EXERCISE DETAILS: Look through the entries below, please, and copy every line with the word "keep".

RECORDED INFORMATION:
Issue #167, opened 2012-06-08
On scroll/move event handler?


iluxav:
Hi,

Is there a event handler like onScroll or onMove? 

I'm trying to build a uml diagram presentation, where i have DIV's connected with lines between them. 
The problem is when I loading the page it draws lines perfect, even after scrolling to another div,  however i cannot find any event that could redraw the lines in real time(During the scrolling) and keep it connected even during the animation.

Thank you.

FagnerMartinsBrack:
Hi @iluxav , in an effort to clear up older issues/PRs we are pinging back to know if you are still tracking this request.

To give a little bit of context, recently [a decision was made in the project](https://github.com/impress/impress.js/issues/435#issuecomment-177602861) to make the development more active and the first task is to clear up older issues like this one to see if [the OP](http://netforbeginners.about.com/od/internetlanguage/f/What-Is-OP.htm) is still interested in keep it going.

* * *

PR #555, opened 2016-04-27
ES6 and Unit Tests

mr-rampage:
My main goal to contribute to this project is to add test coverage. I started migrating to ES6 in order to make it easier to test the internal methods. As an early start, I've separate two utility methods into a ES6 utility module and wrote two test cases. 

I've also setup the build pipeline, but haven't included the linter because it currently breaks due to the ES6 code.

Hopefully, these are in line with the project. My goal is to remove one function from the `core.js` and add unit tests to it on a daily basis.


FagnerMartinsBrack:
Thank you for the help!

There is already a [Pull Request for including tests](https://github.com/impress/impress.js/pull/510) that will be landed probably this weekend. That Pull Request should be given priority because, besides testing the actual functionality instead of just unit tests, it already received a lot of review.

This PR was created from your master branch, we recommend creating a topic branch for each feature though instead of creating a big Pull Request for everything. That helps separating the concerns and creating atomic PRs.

EXPECTED ANSWER:
The problem is when I loading the page it draws lines perfect, even after scrolling to another div,  however i cannot find any event that could redraw the lines in real time(During the scrolling) and keep it connected even during the animation.
To give a little bit of context, recently [a decision was made in the project](https://github.com/impress/impress.js/issues/435#issuecomment-177602861) to make the development more active and the first task is to clear up older issues like this one to see if [the OP](http://netforbeginners.about.com/od/internetlanguage/f/What-Is-OP.htm) is still interested in keep it going.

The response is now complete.